▸ **EXERCISE**:
Look through the records that follow. Copy every line containing the word "commands".

▸ **Collected data**:
============

PR #675, opened 2022-08-17
Handle terminal resize events in exec

TylerAldrich:
Tested this on mac, windows (powershell + cmd), and in Linux via wsl2 and on each system resizes are working correctly. The initial size of the window is also correct now 🥳.

Fixes issues with programs like vim, less, etc. that require knowledge of the terminal size in order to draw themselves correctly, and without passing a size explicitly it would fall back to a default size and provide a weird experience.

Note that kubernetes on the server side handles backwards compatibility - if somebody is running a (very very) old cluster that doesn't support resize events, this just gets ignored. The kubectl client always sends this data regardless, so we should be safe to do the same.

### DIFF
--- a/src/commands/exec.ts
+++ b/src/commands/exec.ts
@@ -67,10 +67,12 @@ export default class Exec extends BaseCommand {
     parse: async (value: string): Promise<string> => value.toLowerCase(),
   }];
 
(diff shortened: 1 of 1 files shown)


tjhiggins:
LGTM 🧇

============

▸ **YOUR RESPONSE**:
--- a/src/commands/exec.ts
+++ b/src/commands/exec.ts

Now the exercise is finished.